§ Problem details:
Please report every line in the entries that contains the string "before".

BEGIN

Issue #1859, opened 2022-05-17
tasks and Environment variables / $ syntax is not working on windows


Console32:
If I add the following task to my solution:

```
const hello = project.addTask('hello');
hello.env('BAR', 'world');
hello.exec('echo $FOO, $BAR!');
```

running it on windows (pwsh) results in:
```
❯ projen hello  
👾 hello | echo $FOO, $BAR!
$FOO, $BAR!
```

executing the same task on wsl results in as expected:
```
❯ npx projen hello
👾 hello | echo $FOO, $BAR!
, world!
```

how can I create a task that works on both platforms?

kichik:
It's not the most portable, but I used `bash -c "echo $FOO, $BAR"` to get around this issue. It requires WSL, but it does work.

https://github.com/CloudSnorkel/cdk-github-runners/blob/1e575d17bcde6513ed8ef67f1ee70a5da7b81a14/.projenrc.js#L104-L105

mrgrain:
I think the best way would be to write the command in JS/TS/Python/etc. There's no easy way to configure projen for that, but something like `project.addTask('node hello-world.js');` should work.

PR #3582, opened 2024-05-16
fix(windows): improve windows compat by successfully running full test suite on windows

gmeligio:

This PR has many Windows-related changes, like newline characters, etc. It also includes many changes in tests to make them work in both Linux and Windows. Please review the tests carefully in case the technique is not the right one.

At this moment, all tests are passing in Windows and Linux. However, the `build` is still failing on the next step, which is the `package`. The `package` step could be better fixed in another PR.

### .gitattributes

1. Autodetect text files and normalize line endings to LF to solve mutation, git shows the message: _warning: in the working copy of 'file.ext', LF will be replaced by CRLF the next time Git touches it_

### .github/workflows/build.yml

1. Use cmd shell when running on the `windows-latest` runner.

### package.json, javascript/jest.ts, test/javascript/jest.test.ts, test/typescript/projenrc.test.ts, test/typescript/typescript.test.ts

1. Correct jest match patterns.

### projenrc/index.ts

1. Add `setupGitattributes` to autodetect text files and normalize line endings to LF.

### projenrc/windows-build.ts

1. Use cmd shell when running on the `windows-latest` runner.
1. Run all projen tasks in `build` excluding the `package` task that doesn't work on Windows.

### awscdk/integrate-test.ts, cdk/integration-test-base.ts, cdk8s/integration-test.ts

1. use POSIX path separator from `join` function in `"path/posix"` package.

### awscdk/lambda-function.ts

1. Normalize the lambda entrypoint path because it persists in the eslint configuration.

### cli/cmds/new.ts

1. Normalize the `--from` argument, which persists in package.json dependencies.

### java/projenrc.ts

1. Normalize the relative path of the java projenrc file.

### javascript/typescript-config.ts

1. Normalize `extends` in `TypescriptConfig` (tsconfig.json).

### project.ts

1. Normalize the `defaultTask.exec.cwd` path.

### release/release.ts

1. Normalize the project path that's used in Github workflows.

### task-runtime.ts

1. Use double quotes for the command process, which both Unix bash and Windows cmd accept. Single quotes fail on Windows cmd. In Powershell needs to be preceded by the call operator `&` like `& "process" "command"` but it's assumed it won't be used right now.

### version.ts

1. Use double quotes in grep regular expression.

### test/cli.test.ts

1. Replaced `echo "text" >> file.txt` with `fs.writeFileSync("file.txt", "text")`.

### test/json.test.ts

1. Change the validated state in the test. `executable` will always be true on Windows, so only `readonly` can be checked. `readonly=true` by default, so changing it to `readonly=false` to be able to detect a change.

### test/new.test.ts

1. Normalize the path of the tarball.

### test/release/bump.test.ts

1. The commit message sometimes contains characters incompatible between Linux and Windows (like newlines). A cross-platform solution is to read the commit message, which is already written in the `filePath` file.

### test/tasks/runtime.test.ts

The biggest challenge for this file was deciding if some existing NodeJS library could be used as a cross-platform shell interpreter. After researching on the NodeJS ecosystem and following the discussion on the issue https://github.com/projen/projen/issues/1859 and specifically this comment https://github.com/projen/projen/issues/1859#issuecomment-1228881958 , I chose to replace the commands with node CLI equivalents when there was no shell alternative.

1. The environment variables in Windows cmd can be called like `%VAR%` while in bash is `${VAR}`. Hence, I opted to use `process.env.VAR` instead.
1. Replaced `echo "text" >> file.txt` with `fs.writeFileSync("file.txt", "text")`.
1. Replaced `cat` with `console.log(fs.readFileSync())`
1. Replaced `$PWD` with `process.cwd()`.
1. Left unmodified simple `echo` commands that behave the same in Windows and Linux. Those could be replaced by `node -e "console.log('text')"` as the rest of `echo` for more consistency.
1. Left unmodified some projen tokens like `$@` and `$(` which don't work in Windows cmd but are interpreted by projen before passing the command to the shell.

### test/util.ts

1. When resolving the package path, `path.normalize` needs to be specific to the OS platform, and `path.posix.normalize` doesn't work in this case.

---


mrgrain:
I can't even tell you how excited I am by this! 😍

gmeligio:
@mrgrain, this MR is ready for the first review. Please take into account that there are many changes to ensure all the tests pass in both Windows and Linux. I tried to include all the details in the PR description because it looks tough to review.

mrgrain:
Will do. Thanks for keeping track of the details.

There seem to be still some snapshots the generate a different output. Are you aware of that?

gmeligio:
I wasn't paying attention to the snapshots. Thank you, @mrgrain, for pointing that out. I'll look into those. I'm switching back to draft to fix those.

mrgrain:
@gmeligio Proposal: Shall we just remove the failing package step from the windows build for now? (using `if` in the workflow). That way we can at least start to properly enforce windows tests. What do you think?

gmeligio:
That's a good idea! I can do the changes for that in a couple of weeks after I'm back from holidays.

I also need to remove the jest changes that I put to debug which snapshots were changing.

gmeligio:
@mrgrain I did some changes regarding the package step, but in a different direction than your proposal. It seemed to me that the effort will be the same to make the package step to work both in Windows and Linux for `JsiiProject`. Because the package would need to run conditionally depending on the OS and I was having a hard time finding a simple way to do it.

The package script turned out to work in local both in Windows and Linux but it introduced an error in the CDK tests. It looks like the error is related to a circular dependency, as you can see in `TypeError: Class extends value undefined is not a constructor or null` https://github.com/projen/projen/actions/runs/9929082362/job/27426178617?pr=3582#step:5:2646

I verified that error was introduced when `TextFile` was imported in `src\cdk\jsii-project.ts` for the package script. Is there any chance you can help me fix this circular dependency? I was checking with the **[dpdm](https://github.com/acrazing/dpdm)** tool `dpdm -o circular.json src/cdk/jsii-project.ts`, but I haven't found how to fix it. If you think is too complex, then I can look again into your original proposal of removing the package step.

Unrelated to this, as an aside, since the tests are failing because of the package step, there was a misconfiguration of jest match patterns in https://github.com/projen/projen/pull/3637, which I already fixed in this PR, too. I noticed it when the tests weren't running after rebasing.

mrgrain:
Thanks for fixing up the jest config again. That's kind of why I would like to get this green asap and not wait the additional time on the package step. Plus there's the risk of rollbacks. I think so far your changes are fairly uncontroversial. But any change to packaging carries some risk of requiring a rollback.

mrgrain:
> Because the package would need to run conditionally depending on the OS and I was having a hard time finding a simple way to do it.

What's your current alternative approach?

My ideas in order of less to more effort are: 

- Use `test` instead of `if` which looks to be supported by `shx`
- Write a JS Task to do it 
- Get rid of the different behaviour in CI

gmeligio:
Thank you for your analysis. I went with writing a JS Task for package and hit the issue "TypeError: Class extends value undefined is not a constructor or null".

Seeing that this JS task could create issues and had to rollback, and also hard to debug with so many changes in this PR, I think I have a clearer way to only modify the CI to remove the package step. Basically, it would be to change the windows build in Github workflow. I'm thinking on running every projen task declared in `build` but the `package` one, which is the last one. I missed this easy approach before.

mrgrain:
Awesome, yes that seems like a good intermediate solution. 

I'm happy to look at your js script replacement as well. I think @epolon went on a similar journey at some point. I'm on annual leave this week, so anything more than comments is unlikely to happen this week from me.

gmeligio:
I made the changes and removed the package step. I'll look into the package JS task in another PR. This is ready for another review when you have time.

test/tasks/runtime.test.ts
```diff
@@ -92,11 +92,19 @@ describe("environment variables", () => {
     const t = p.addTask("test:env:stepwise", {
       env: { VALUE: "something" },
       steps: [
-        { exec: "echo ${VALUE}", env: { VALUE: "foo" } },
-        { exec: "echo ${VALUE}", env: { VALUE: "bar" } },
+        {
+          exec: `node -e "console.log(process.env.VALUE)"`,
```
mrgrain, line 96:
```suggestion
          exec: `node -p "process.env.VALUE"`,
```

mrgrain (approved):
:shipit:

mrgrain:
Let's get this in 💪🏻 

@gmeligio If you want another challenge - any idea why the Windows tests are so much slower? 😅

gmeligio:
Thank you for reviewing @mrgrain ! I'll try to investigate and measure the Jest tests. I have no idea from the top of my head.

END

§ Output below:
1. Left unmodified some projen tokens like `$@` and `$(` which don't work in Windows cmd but are interpreted by projen before passing the command to the shell.
Seeing that this JS task could create issues and had to rollback, and also hard to debug with so many changes in this PR, I think I have a clearer way to only modify the CI to remove the package step. Basically, it would be to change the windows build in Github workflow. I'm thinking on running every projen task declared in `build` but the `package` one, which is the last one. I missed this easy approach before.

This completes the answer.